For a landowner to drain water onto lands of another in the State of Oregon, two conditions must be satisfied initially; first, the lands must contain a natural drainage course; and secondly, the landowner must have acquired the right of drainage supported by consideration.
In addition, because Oregon has adopted the modified civil rule regarding drainage, these basic elements must be followed:

  • A landowner may not divert water onto adjoining land that would not otherwisehave flowed there. “Divert water” includes but is not necessarily limited to:
    • water diverted from one drainage area to another; and
    • water collected and discharged which normally would infiltrate into the ground, pond, and/or evaporate.
  • The upper landowner may not change the place where the water flows onto the lower owner's land. (Most of the diversions not in compliance with this element result from grading and paving work and/or improvements to water collection systems.)
  • The upper landowner may not accumulate large quantities of water, and then release it, greatly accelerating the flow onto the lower owner's land. This does not mean that the upper landowner can not accelerate the flow of water at all; experience has found drainage to be improper only when acceleration and concentration of the water were substantially increased.

If you are concerned that your drainage has been changed by an adjacent property try to document the changes with pictures; historical aerial photos of drainages may also be available. Generally, working with your neighbor is the best way to resolve drainage issues.

Please note that the information in this article is provided as general information and not intended as legal advice.

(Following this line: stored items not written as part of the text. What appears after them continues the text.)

PR #2397, opened 2026-09-03
feat(ts-sdk, wasm): add delegated-claim watchtower artifact assembly

kirugan:
**The goal**
Allow user to claim their btc from vault in case VP is unavailable

**Watchtower (cli tool for claiming artifacts)**

Docs - [github docs](https://github.com/babylonlabs-io/btc-vault/blob/main/docs/delegated_claim.md)
Previous test - [confluence docs](https://babylonlabs.atlassian.net/wiki/spaces/BABYLON/pages/458916185/Delegated+Claim+Depositor-as-Claimer+UAT+pegin+efc1edaa?atlOrigin=eyJpIjoiOWM4NzI1ZjFhNDZhNDY3YWFmNmEwMzJkZTk4MTkwYmIiLCJwIjoiY29uZmx1ZW5jZS1jaGF0cy1pbnQifQ)

**Proposed SDK changes with mock UI**
[Slack message](https://babylonlabsworkspace.slack.com/archives/C087NF7U18X/p1787058832761129)

**Required PR-s from other repos**
Vault-wasm - [here](https://github.com/babylonlabs-io/vault-wasm/pull/6)
Btc-vault - [here](https://github.com/babylonlabs-io/btc-vault/pull/2655), that depends on PR above

feat(ts-sdk, wasm): add the delegated-claim watchtower artifact surface

## What

- A depositor can now assemble, in one batched wallet interaction, the two files a delegated claim runs from: `artifacts.json` (the claimer-side signature set bundled with the vault provider's transaction graph) and `wots_keypair.json`.
- `assembleWatchtowerArtifacts` builds the Claim, Assert, both Payout and the per-challenger WronglyChallenged PSBTs, signs them in a single prompt, and maps each signature back to the challenger and garbled-circuit index it was computed for.
- `deriveClaimerWotsKeypair` re-derives the depositor's WOTS keypair from the wallet on demand and checks it against the vault's on-chain `depositorWotsPkHash` before the vault provider's graph is consulted. The keypair is never stored; the vault root and the WOTS seed are zeroed on every exit path.
- `summarizeWatchtowerArtifacts` and `assertArtifactsUsableForVault` check a file that arrives from disk: field shapes, the vault it belongs to, and every bundled signature against the file's own graph.
- `vaultIdBinding` ties a vault-provider-served graph to a vault. Neither the graph nor the artifacts file is bound to a vault id by construction, so the Claim's first input — the PegIn output the on-chain vault id is derived from — is the binding. It runs at assembly before any wallet prompt, and again when a file is read.
- Claim-time execution is exposed as well: `pinPegoutProof`, `attachFinalizedAssert`, `finalizePayout` and `finalizeWronglyChallenged`. A depositor holding the two files completes a claim from a browser with no CLI and no vault provider.
- The engine side adds `babylon-tbv-rust-wasm/src/delegatedClaim.ts`, one implementation shared by the browser and Node entries, with width guards on every integer that crosses to WASM.
- `VAULT_WASM_COMMIT` is pinned to vault-wasm `main` at `4cd516e85719ad7be30ed45c81945100bce7ab15`, whose `btc_vault_v3` is `ac4954e7` — btc-vault's merge commit on `main`. `dist/generated` is rebuilt from that pin.
- The whole surface is marked `@experimental`.

## Why

- Today a depositor whose vault provider disappears cannot recover their BTC without that provider. These two files are the recovery path: they are assembled while the provider is still reachable and the depositor is at the keyboard, and they stay valid for a claim months later.
- The signatures are Taproot script-path signatures whose sighashes do not cover witness data. The WOTS values, the Groth16 proof and the hashlock preimages are all witness-only, so one signing session authorizes a claim however it later plays out.

## Approaches

- **Leave claim-time execution to the `vaultd vp wt` CLI**: rejected. The files alone are inert for a depositor who cannot run the CLI, and the whole point is the case where nobody else will act. The four finalizers ship with the assembly surface.
- **Derive the vault-id binding in Rust, inside `build_watchtower_artifacts`**: rejected. The depositor's Ethereum address is not in the graph, so Rust would have to be handed it anyway, and the check belongs on the side that knows which vault the user chose.
- **Reject `claimableEventBlockNumber` of zero at assembly time**: rejected. The event lands when the Ethereum withdrawal starts, which is the moment the claim begins; assembly is meant to happen long before that, while the provider is still online. Forcing assembly after the event would mean assembling exactly when the provider may be gone.
- **Parse and re-serialize the artifacts file in TypeScript**: rejected. Real BaBe sessions run to hundreds of megabytes per challenger; the format stays Rust-owned and this package passes it through.

## Verification

- The `VAULT_WASM_COMMIT` bump was gated as CLAUDE.md section 4 requires. After re-pinning and rebuilding `dist/generated`, the JS golden vectors passed unchanged: `vault-secrets/__tests__/expand.test.ts`, `vault-secrets/__tests__/context.golden.test.ts`, `wots/__tests__/blockDerivation.test.ts` and the new `delegated-claim/__tests__/wotsKeypair.golden.test.ts`. The three expanders and the WOTS derivation produce identical bytes across the bump, so no existing deposit's secrets rotate.
- `wotsKeypair.golden.test.ts` also runs the claim-time WASM derivation differentially against the deposit-time TypeScript path, so the two implementations of `depositorWotsPkHash` are pinned to each other and not only to a stored vector.
- Byte-compatibility of the `artifacts.json` format itself is pinned by btc-vault's `crates/vault/src/delegated_claim/artifacts.rs` round-trip test, not here; every WASM call in the service tests is mocked.

## Not in this PR

- No caller. The browser page that drove the signet end-to-end test is deliberately excluded; it arrives later as an example.
- The Groth16 proof comes from the prover service, and nothing here watches the chain for a ChallengeAssert.
- A way to set `claimable_event_block_number` on an artifacts file that already exists (pre-review #7).
- Splitting the delegated-claim forwarders out of `core/wasm/index.ts` (pre-review #15).

## Pre-review

<details>
<summary>Pre-review: 15 findings · 0 fixed · 0 moot · 2 follow-up · 1 declined · 12 open (3 merge-blockers) · 0 undecided · lint passed, test failed (unrelated: stale core-ui dist)</summary>

|---|---|---|---|
| 1 | The wallet signs the delegated-claim Payout with no TypeScript assertion on its output script or value; everything comes from the VP-served graph. | merge-blocker | open |
| 2 | The challenger set is whatever the VP-served graph lists; nothing compares it with the on-chain keeper set, and undersigning is silent and unrecoverable. | merge-blocker | open |
| 3 | Every byte-order fixture in the new tests is a palindrome, so the reversal in `displayTxid` is untested and could be deleted with the suite still green. | merge-blocker | open |
| 4 | The new delegated-claim files appear in none of the repository's critical-path inventories, so no owner is assigned and the strict-typing lint rules do not apply to them. | normal | open |
| 5 | `vault_core_version` is parsed and returned but never compared with the version the file is verified under, and the parameter doc describes a check that does not exist. | normal | open |
| 6 | `txGraphVersion` crosses to WASM with no width guard in the very file that defines `assertU16` and documents the truncation hazard. | normal | open |
| 7 | An artifacts file assembled as the module recommends carries `claimableEventBlockNumber` `0n` and is then rejected by the module's own checker, with no in-SDK repair path. | normal | follow-up: a function that rewrites the field in an existing file, reviewed on its own |
| 8 | The four claim-time finalizers are re-exported raw from the WASM boundary into the public services entry with no guard and no caller. | normal | declined: they are the claim itself and are marked `@experimental`; the caller arrives as an example |
| 9 | The TS-versus-WASM WOTS differential runs over a single fixed seed, which pins one vector rather than the function. | normal | open |
| 10 | `parseWasmJson` blind-casts WASM JSON, and one malformed shape desynchronises the whole per-challenger signature mapping. | normal | open |
| 11 | `verifyingKeyHex` is VP-supplied, bound to nothing, and is the key the Groth16 proof is later verified against. | normal | open |
| 12 | `CLAIM_PEGIN_INPUT` is exported but used only inside its own file, and two public symbols lack the `@experimental` tag every sibling carries. | normal | open |
| 13 | A test name states a return where the test asserts a rejection, and one test asserts only truthiness. | normal | open |
| 14 | A comment states the batch is N+3 PSBTs, which predates the depositor Payout PSBT joining it. | normal | open |
| 15 | The delegated-claim forwarding block pushes the lazy WASM boundary to 644 lines, past the cohesion guideline. | normal | follow-up: split `core/wasm/index.ts` separately |

</details>


packages/babylon-tbv-rust-wasm/scripts/build-wasm.js
```diff
@@ -15,12 +15,16 @@ const __dirname = path.dirname(fileURLToPath(import.meta.url));
 // the binary that produces the frozen on-chain-binding secrets — re-run the
 // golden-vector gate (src/__tests__ frozen vectors) before shipping.
 const VAULT_WASM_REPO_URL = 'git@github.com:babylonlabs-io/vault-wasm.git';
-const VAULT_WASM_BRANCH = 'main';
-// main incl. PR #4 (tx graph v3 / Vault Core 3); bundles btc-vault
-// v1 @ 2c1177ec (tag v0.6.1), v2 @ 27c0062b (tag v0.8.0), v3 @ e1e50f66.
-// v3 pins the release/v0.9.x head — btc-vault has not tagged v0.9.0 yet;
-// re-pin once upstream moves it to the tag rev.
-const VAULT_WASM_COMMIT = '3accd8f614bab7b8018e40013322afe02b3ac80e';
+const VAULT_WASM_BRANCH = 'gai/delegated-claim-assembly-exports';
```
jeremy-babylonlabs: This pins to a draft branch head (`gai/delegated-claim-assembly-exports` @ `1c16496b`), whose bundled btc-vault rev is itself an open PR head. Merging to `main` like this makes the committed binary unreproducible as soon as either PR squash-merges.

Hold until vault-wasm#6 and btc-vault#2655 land, then re-pin `VAULT_WASM_BRANCH` / `VAULT_WASM_COMMIT` to main (or the v0.9.0 tag) and rebuild `dist/`.

packages/babylon-ts-sdk/src/tbv/core/services/delegated-claim/assembleWatchtowerArtifacts.ts
```diff
@@ -0,0 +1,236 @@
...
+
+export interface AssembleWatchtowerArtifactsParams {
+  /** Wallet holding the depositor key the graph was built with. */
+  btcWallet: BitcoinWallet;
+  /** Depositor's BTC public key (compressed or x-only hex). */
+  depositorPublicKey: string;
+  /** Graph and verifying key as the vault provider returned them. */
+  source: ClaimerArtifactsSource;
+  vault: DelegatedClaimVaultContext;
+  /**
```
jeremy-babylonlabs, line 85: Nothing checks that `source.txGraphJson` actually belongs to `vault.vaultId` — `build_watchtower_artifacts` in btc-vault#2655 only hex-normalises `vault_id_hex`. So a VP-served graph for a different vault produces a depositor-signed artifacts file stamped with this vault's id.

Before signing, take the Claim PSBT's input-0 prevout txid (the PegIn txid) and check `deriveVaultId(peginTxid, depositorEthAddress) === vault.vaultId` — or have the Rust builder derive and compare.

packages/babylon-ts-sdk/src/tbv/core/services/delegated-claim/assembleWatchtowerArtifacts.ts
```diff
@@ -0,0 +1,236 @@
...
+  );
+
+  let cursor = 0;
+  const claimSig = signatures[cursor++];
+  const assertClaimerSigHex = signatures[cursor++];
+  const payoutClaimerSigHex = signatures[cursor++];
+  const depositorPayoutSigHex =
+    presignedDepositorPayoutSig ?? signatures[cursor++];
+
+  const wronglyChallengedSigs: WronglyChallengedSigs = {};
```
jeremy-babylonlabs, line 197: This `catch` swallows `InvalidSignature` as well, contrary to the comment above it. Rust distinguishes `MissingSignature("... not set on the graph")` from `InvalidSignature` (bad sighash type, or fails verification).

The outcome is safe today because a fresh signature replaces it and the builder verifies, but a corrupted VP graph is masked. Only treat the `MissingSignature` case as "absent" and rethrow the rest.

packages/babylon-ts-sdk/src/tbv/core/services/delegated-claim/index.ts
```diff
@@ -0,0 +1,51 @@
...
+} from "./types";
+
+/**
+ * Claim-time execution. These finalizers take the signatures an
+ * `artifacts.json` already carries and return broadcastable transaction hex,
+ * so a claimer runs the whole path — Claim, Assert, Payout — without the
+ * watchtower CLI. Assert additionally needs a Groth16 proof from the prover
+ * service; check it with `verifyPegoutProof` before it reaches
+ * `finalizeAssert`.
+ */
```
jeremy-babylonlabs, line 84: `verifyPegoutProof` / `finalizeAssert` / `finalizePayout` / `finalizeWronglyChallenged` have no caller and no test, and this file's own header says claim-time execution stays with the watchtower CLI. They are also missing from `babylon-tbv-rust-wasm/src/index-node.ts`, so under the `node` export condition the `wasm/index.ts` forwarders resolve to `undefined` and throw `TypeError: ... is not a function`.

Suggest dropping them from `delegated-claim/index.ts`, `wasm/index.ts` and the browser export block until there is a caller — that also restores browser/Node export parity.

Ditch Design and Renovation

Ditch Work

By Kevin Seifert


Linn Soil and Water has recently been working on projects relating to erosion in ditches in production grass seed fields. For years farmers have known that to get a successful crop of grass seed you need the field not to be saturated with water for extended periods of time. The problem was how to effectively remove the water from the fields without causing erosion.

This year we have had people from Agricultural Research Service (ARS) in Mississippi come and visit the Willamette Valley and do some studies on how to shape ditches that will be stable and not erode. These soil scientists were lead by Andrew Simons and brought here by Jeff Steiner from the local ARS. In collaboration with Mark Mellbye, our local extension expert, they were able to work with two local farmers to get studies done on the erosion and sheer factors of our soils. The data was used to create a 3-d model of a design that will fit our field applications. This should help us in future design and hopefully cure some of the problem that we are currently having with ditch bank erosion.

We are also working on some Sustainable Agriculture Research and Education (SARE) projects in the valley that use hydro seeding and erosion control mats to get an establishment of creeping red fescue to help stop erosion and also act as big filter strips. The ditch is first reshaped and graded to remove water but not create a trough or a raging gulley. Then we used a process of hydro-seeding the banks with creeping red fescue and annual ryegrass and a soil stabilizer. At this point we spread a layer of straw to retain moisture and help get the grass established. Then we install woven biodegradable erosion control mats that are pinned and stapled with large 8-10 inch staples into the contours of the ditch. This process helps hold the soil against massive flows until the grass has a time to establish itself. Once the grass is established it will hopefully help prevent any further erosion and also help in control of weeds in our ditches by competing with and crowding out weeds.